This is a Keras code repository accompanying the following paper:
Christof Weiß, Johannes Zeitler, Tim Zunner, Florian Schuberth, and Meinard Müller Learning Pitch-Class Representations from Score-Audio Pairs of Classical Music
Proceedings of the International Society for Music Information Retrieval Conference (ISMIR), 2021
© Johannes Zeitler ([email protected]) and Christof Weiß ([email protected]), 2020/21
This repository only contains exemplary code and pre-trained models for most of the paper's experiments as well as some individual examples. Some of the datasets used in the paper are publicly available (at least partially), e.g.:
- Schubert Winterreise Dataset (SWD)
- MusicNet For details and references, please see the paper.
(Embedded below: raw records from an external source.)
PR #624, opened 2022-08-28
Enable parallel comparison strategy by default

### LINKED ISSUE #521: Parallel comparison strategy can lead to deadlock for large data sets
When using JPlag with large data sets and the parallel comparison strategy, the comparison sometimes locks and never terminates.

https://github.com/jplag/JPlag/blob/e38f500e381ddedf46e4dcae2b9df11d2dc536e8/jplag/src/main/java/de/jplag/strategy/ParallelComparisonStrategy.java#L25-L131

JanWittler:
As the latest changes to the core algorithm enable it to run in parallel without any locking problems, this PR removes all locking mechanism from the parallel comparison strategy and enables parallel by default. Thus, the sequential comparison strategy and the CLI and JPlag options for the comparison strategy are removed.

Closes #521


JanWittler:
Tested multi-threading support by comparing similarities computed for 393 real submissions using the parallel strategy with the baseline of the similarities when using the normal strategy. For each result, the `List<Match>` was checked for equality with the baseline. I ran 100 iterations of the parallel strategy (each comparing all 393 submissions), for each shuffling the submission tuples a-new to catch as many race conditions as possible. Test succeeded.

Also it appears that the performance for parallel has marginally increased compared to the state before all the core algorithm refactorings. I had on average 5.3s with the new solution, and 5.6s with the old.

tsaglam:
> Also it appears that the performance for parallel has marginally increased compared to the state before all the core algorithm refactorings. I had on average 5.3s with the new solution, and 5.6s with the old.

I think this is low enough so it doesn't matter. Also, most people probably never used the parallel strategy so this PR will feel like an increase in performance.

JanWittler:
> I think this is low enough so it doesn't matter. Also, most people probably never used the parallel strategy so this PR will feel like an increase in performance.

Sorry, maybe I formulated it miss-understandable. The performance is now **better** than before 😄 .

tsaglam:
> > I think this is low enough so it doesn't matter. Also, most people probably never used the parallel strategy so this PR will feel like an increase in performance.
> 
> Sorry, maybe I formulated it miss-understandable. The performance is now **better** than before 😄 .

Ah, I did not expect this, so this is why I misread it! 😄

core/src/test/java/de/jplag/ParallelComparisonTest.java
```diff
@@ -1,28 +1,25 @@
...
+import de.jplag.exceptions.BasecodeException;
 import de.jplag.exceptions.ExitException;
-import de.jplag.strategy.ParallelComparisonStrategy;
 
-/**
- * Currently just a copy of {@link NormalComparisonTest} but for the {@link ParallelComparisonStrategy}. // TODO TS:
- * de-duplicate this
- * @author Timur Saglam
- */
 public class ParallelComparisonTest extends TestBase {
```
tsaglam, line 15: Now that default is parallel, we can maybe just name this class `DefaultComparisonTest`. In the future, we should split it by test case semantics, e.g. a single class for all multi-root tests, as we did for basecode tests.

tsaglam (approved):
Looks great!

core/src/test/java/de/jplag/ParallelComparisonTest.java
tsaglam: I think I will just add a note to the release board and merge this PR!

Issue #634, opened 2022-09-01
Rust frontend tests not finalized


JanWittler:
https://github.com/jplag/JPlag/blob/8ec60b6a307b74bc55db8e8ea6a34ae045148033/jplag.frontend.rust/src/test/java/de/jplag/rust/RustFrontendTest.java#L90-L91

The Rust frontend tests contain incomplete code. Currently, the test condition fails but due to the unfinished code, the test run succeeds and only logs an error. This should be fixed.

Also as a side note: We should avoid the `fail` assertion as this cancels the entire Maven build (even if options like fail-at-end are specified). Instead, use an assertion like `assertTrue` / `assertFalse` or similar.

@robinmaisch maybe you have the time for that? If not, that is no problem (and won't affect the PISE22 outcome).

PR #636, opened 2022-09-06
Finalize Rust frontend test

robinmaisch:
Concerning #634:
The test is now finalized. The acceptable baseline coverage had to be reduced from 90% (which other frontends achieve) to 75% due to the nature of the language and the content and formatting of the test files.

The test should now only fail if the token extraction process is interfered with, e.g. during maintenance or evolution.


tsaglam (approved):

jplag.frontend.rust/src/test/java/de/jplag/rust/RustFrontendTest.java
```diff
@@ -86,15 +87,15 @@ private void testSourceCoverage(String fileName, TokenList tokens) {
             } else {
                 logger.info("Coverage: %.1f%%.".formatted(coverage * 100));
                 logger.info("Missing lines {}", codeLines);
-                if (coverage - 0.9 <= EPSILON) {
-                    // TODO use fail() instead when frontend is ready
+                if (coverage - BASELINE_COVERAGE <= EPSILON) {
                     logger.error("Source coverage is unsatisfactory");
+                    assertTrue(false);
```
JanWittler, line 92: Closing this was maybe a bit too fast...
This should be `assertEquals("source coverage is only <format coverage> but should be <format expected coverage>", BASELINE_COVERAGE, coverage, EPSILON)`

robinmaisch: The method that you refer to checks that the absolute difference is smaller than a delta, right? `coverage` is supposed to be greater than or equal to `BASELINE_COVERAGE`.

JanWittler: Good point. But the if-condition should still be inlined to the assert statement.
`assertTrue(<description>, coverage - BASELINE_COVERAGE > EPSILON)`

robinmaisch: Ah, much better, that's right. I pushed this version now. I need to open another PR, right?

JanWittler: yes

- Data: Exemplary data folder with some examples from Schubert Winterreise Dataset
- LibFMP: AudioLabs LibFMP library, see here for an update version
- Models: Pre-trained CNN models
- PrecomputedResults: Pre-computed evaluation measures, to be loaded for reproducing the figures in the paper
- TrainScripts: Python files for automated model training - just for information, not executable due to missing data!
- 01_preprocess_data_schubert_winterreise.ipynb: Dataset preprocessing, demonstrated at Schubert's Winterreise
- 02_evaluate_model_parameters.ipynb: Evaluate impact of basic model parameters (first part of Section 4 in the paper)
- 03_evaluate_datasets_and_models.ipynb: Training/testing on different datasets and with different networks (Figures 3 and 4 in the paper)
- 04_demo_estimate_pitchclasses.ipynb: Load an audio file and estimate pitch classes with a pre-trained CNN
- estimatePitchClasses.py: Command line tool to estimate chromagram with a pre-trained CNN
- customModels: CNN model definitions
- FrameGenerators: Tensorflow generators for feeding data to train, evaluate and predict functions
- harmonicCQT: Efficient implementation of the harmonic constant-Q-transform (HCQT)
- utils: Collection of useful functions for preprocessing etc.
- utils_DL: Collection of useful functions for the deep-learning pipeline
- environment.yml: To install Python/Keras environment pitchclass_cnn
Start the file estimatePitchClasses.py from a Python shell:
conda activate pitchclass_cnn
python estimatePitchClasses.py -s <audio_file.wav> -t <target_file.npy> -r <output_feature_rate> -n (L2-normalize feature sequence)
Note that you can select the specific model by uncommenting the desired one from lines 55-72.